Start of Records for the task

PR #11404, opened 2021-01-14
test overlap

zeusongit:
Please Note:
1. Before submitting the PR, please review [How to Contribute to Dynamo](https://github.com/DynamoDS/Dynamo/blob/master/CONTRIBUTING.md)
2. Dynamo Team will meet 1x a month to review PRs found on Github (Issues will be handled separately)
3. PRs will be reviewed from oldest to newest
4. If a reviewed PR requires changes by the owner, the owner of the PR has 30 days to respond. If the PR has seen no activity by the next session, it will be either closed by the team or depending on its utility will be taken over by someone on the team
5. PRs should use either Dynamo's default PR template or [one of these other template options](https://github.com/DynamoDS/Dynamo/wiki/Choosing-a-Pull-Request-Template) in order to be considered for review.
6. PRs that do not have one of the Dynamo PR templates completely filled out with all declarations satisfied will not be reviewed by the Dynamo team.
7. PRs made to the `DynamoRevit` repo will need to be cherry-picked into all the DynamoRevit Release branches that Dynamo supports. Contributors will be responsible for cherry-picking their reviewed commits to the other branches after a `LGTM` label is added to the PR.

### Purpose

(FILL ME IN) This section describes why this PR is here. Usually it would include a reference 
to the tracking task that it is part or all of the solution for.

### Declarations

Check these if you believe they are true

- [ ] The codebase is in a better state after this PR
- [ ] Is documented according to the [standards](https://github.com/DynamoDS/Dynamo/wiki/Coding-Standards)
- [ ] The level of testing this PR includes is appropriate
- [ ] User facing strings, if any, are extracted into `*.resx` files
- [ ] All tests pass using the self-service CI.
- [ ] Snapshot of UI changes, if any.
- [ ] Changes to the API follow [Semantic Versioning](https://github.com/DynamoDS/Dynamo/wiki/Dynamo-Versions) and are documented in the [API Changes](https://github.com/DynamoDS/Dynamo/wiki/API-Changes) document.
- [ ] This PR modifies some build requirements and the readme is updated

### Reviewers

(FILL ME IN) Reviewer 1  (If possible, assign the Reviewer for the PR)

(FILL ME IN, optional) Any additional notes to reviewers or testers.

### FYIs

(FILL ME IN, Optional) Names of anyone else you wish to be notified of

PR #11409, opened 2021-01-15
Fix node overlap on node autocomplete

aparajit-pratap:
### Purpose

An alternative approach for https://github.com/DynamoDS/Dynamo/pull/11404.
autocompleteOverlap

### Declarations

### FYIs

@QilongTang

### DIFF
--- a/src/DynamoCoreWpf/ViewModels/Search/NodeSearchElementViewModel.cs
+++ b/src/DynamoCoreWpf/ViewModels/Search/NodeSearchElementViewModel.cs
@@ -12,6 +12,7 @@ using Dynamo.Logging;
 using Dynamo.Models;
 using Dynamo.Search.SearchElements;
 using Dynamo.Selection;
+using Dynamo.Utilities;
 using Dynamo.ViewModels;
 using FontAwesome.WPF;
 using Microsoft.Practices.Prism.Commands;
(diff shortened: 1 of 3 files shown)


src/DynamoCoreWpf/ViewModels/Search/NodeSearchElementViewModel.cs
```diff
@@ -306,18 +307,37 @@ private void AutoLayoutNodes(object sender, EventArgs e)
...
+            var dynamoViewModel = n.ViewModel.DynamoViewModel;
+
+            DynamoSelection.Instance.Selection.Add(n.ViewModel.NodeModel);
+
+            n.ViewModel.WorkspaceViewModel.BeginDragSelectionWithUndoRecorder(new Point2D(n.ViewModel.X, n.ViewModel.Y));
+
+            dynamoViewModel.ExecuteCommand(new DynamoModel.DragSelectionCommand(
+                new Point2D(n.ViewModel.X - n.ActualWidth / 2.0, n.ViewModel.Y),
+                DynamoModel.DragSelectionCommand.Operation.EndDrag));
+
```
zeusongit, line 330: Can you explain what you are doing here?

QilongTang: By reading, this seems simply moving the newly placed node half the node width to the left to make sure it does not cover. You can see it's triggered when `OnSizeChanged` so the actual width is correct for the new node.  I am curious about the effect on other cases because this should also impact other regular cases. And also output node case is not covered here

aparajit-pratap: @QilongTang your understanding is correct. I'm simply moving the node to the left by half its width when its correct width is known, which happens on the `OnSizeChanged` event. However, there is still an issue here as this event doesn't get triggered for all nodes consistently. As per my observation, I think it happens for only NodeModel (UI) nodes. For regular nodes, the `ActualWidth` obtained in `NodeViewReady` is the real width of the node. 

So the issue is if the `OnSizeChanged` event is not triggered consistently for all nodes, the `RepositionNode` method will not be called in all cases, and we cannot unsubscribe events or close the undo action group consistently, which is a problem. I'm still trying to figure that out.

QilongTang:
It seems there is a bug currently on this branch that if I use node autocomplete and then use undo, Dynamo crashes right away.
SliderAutoCompleteCrash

End of Records for the task

◆ **Task objective**
Copy out, from the data above, every line holding the word "other".

◆ **Response area**
5. PRs should use either Dynamo's default PR template or [one of these other template options](https://github.com/DynamoDS/Dynamo/wiki/Choosing-a-Pull-Request-Template) in order to be considered for review.
7. PRs made to the `DynamoRevit` repo will need to be cherry-picked into all the DynamoRevit Release branches that Dynamo supports. Contributors will be responsible for cherry-picking their reviewed commits to the other branches after a `LGTM` label is added to the PR.
QilongTang: By reading, this seems simply moving the newly placed node half the node width to the left to make sure it does not cover. You can see it's triggered when `OnSizeChanged` so the actual width is correct for the new node.  I am curious about the effect on other cases because this should also impact other regular cases. And also output node case is not covered here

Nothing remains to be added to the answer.